PR #4663, opened 2020-05-07
[.NET 5] NuGet workarounds for Xamarin.Forms projects

jonathanpeppers:
Context: https://github.com/xamarin/net5-samples/blob/d525d8a2d60700f52f86372c47e83d646d800aa4/Directory.Android.targets

Currently, .NET 5 will not restore *existing* Xamarin.Android NuGet
packages. It does not know to map `netcoreapp5.0` to
`MonoAndroid10.0`, `MonoAndroid9` etc.

We'll need to work around this until this lands:

* https://github.com/NuGet/NuGet.Client/pull/3339

To get a Xamarin.Forms project building & running *at all* in
`xamarin/net5-samples`, I had to:

1. Change `$(AssetTargetFallback)`
2. Write an MSBuild target to replace any instances of
   `netstandard2.0\Xamarin.Forms.Platform.dll` with
   `MonoAndroid10.0\Xamarin.Forms.Platform.dll`.
3. Add additional platform-specific assemblies in
   `$(PkgXamarin_Forms)\lib\MonoAndroid10.0\`

There are still some issues with this:

1. You get a lot of `NU1701` warnings due to `$(AssetTargetFallback)`.
2. Due to: https://github.com/NuGet/docs.microsoft.com-nuget/issues/1955
   You have to manually list *every* transitive dependency, which
   totals around ~36 packages for AndroidX.

These drawbacks make it completely impractical to run some subset of
our existing MSBuild tests on .NET 5. We would have to list the entire
tree of `<PackageReference/>` for every test.

Since we might be waiting a bit of time for this, I have been able to
come up with some workarounds to solve these problems for now:

1. Add a `Microsoft.Android.Sdk.NuGet.targets` with workarounds that
   we will completely remove down the road (I hope!).
2. Use `$(PackageTargetFallback)` instead of `$(AssetTargetFallback)`.
   It does not emit `NU1701` warnings, and transitive dependencies
   work! It is a deprecated MSBuild property, but should be fine as a
   workaround.
3. Write a `_FixupNuGetReferences` MSBuild target that runs after
   `ResolvePackageAssets`. A `<FixupNuGetReferences/>` MSBuild task
   will remove any `netstandard2.0` assemblies where platform-specific
   ones exist. It also needs to add platform-specific assemblies that
   are missing.

With this in place, a Xamarin.Forms `.csproj` with no hacks works!

```xml
 <Project Sdk="Microsoft.Android.Sdk">
   <PropertyGroup>
    <TargetFramework>netcoreapp5.0</TargetFramework>
    <OutputType>Exe</OutputType>
   </PropertyGroup>
   <ItemGroup>
    <PackageReference Include="Xamarin.Forms" Version="4.5.0.617" />
   </ItemGroup>
 </Project>
```

I created a new `XamarinFormsXASdkProject` class for use in our
existing .NET 5 MSBuild tests.

Other changes:

* `$(XamarinAndroidVersion)` needs to be filled out for the AndroidX
  MSBuild targets:
  https://github.com/xamarin/XamarinAndroidXMigration/blob/ea130ca0d0e9b3e20edccec02364f36da11ada6b/source/Xamarin.AndroidX.Migration/BuildTasks/Xamarin.AndroidX.Migration.targets#L107
* `$(RuntimeIdentifier)` should have a default value for application
  projects.
* Some tweaks to make `XASdkProject` more flexible.
* `Xamarin.ProjectTools.DotNetStandard` projects now support
  `<Import/>`.
* Added AndroidX-compatible `Tabbar.xml` and `Toolbar.xml`

### DIFF
--- a/src/Xamarin.Android.Build.Tasks/Tasks/FixupNuGetReferences.cs
+++ b/src/Xamarin.Android.Build.Tasks/Tasks/FixupNuGetReferences.cs
@@ -1,0 +1,78 @@
+using System;
+using System.Collections.Generic;
+using System.IO;
+using System.Linq;
+using Microsoft.Build.Framework;
+
+namespace Xamarin.Android.Tasks
+{
+	/// <summary>
+	/// This task contains *temporary* workarounds for NuGet in .NET 5.
+	/// </summary>
+	public class FixupNuGetReferences : AndroidTask
+	{
+		public override string TaskPrefix => "FNR";
+
+		[Required]
+		public string [] PackageTargetFallback { get; set; }
+
+		public ITaskItem [] CopyLocalItems { get; set; }
+
+		[Output]
+		public string [] AssembliesToAdd { get; set; }
+
+		[Output]
+		public ITaskItem [] AssembliesToRemove { get; set; }
+
+		public override bool RunTask ()
+		{
+			if (CopyLocalItems == null || CopyLocalItems.Length == 0)
+				return true;
+
+			var assembliesToAdd     = new Dictionary<string, string> ();
+			var assembliesToRemove  = new List<ITaskItem> ();
+			var fallbackDirectories = new HashSet<string> ();
+
+			foreach (var item in CopyLocalItems) {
_ _ _ _ _ _ _
All lines of the listing holding the string "have" must be returned, copied as they stand.

   You have to manually list *every* transitive dependency, which
our existing MSBuild tests on .NET 5. We would have to list the entire
Since we might be waiting a bit of time for this, I have been able to
* `$(RuntimeIdentifier)` should have a default value for application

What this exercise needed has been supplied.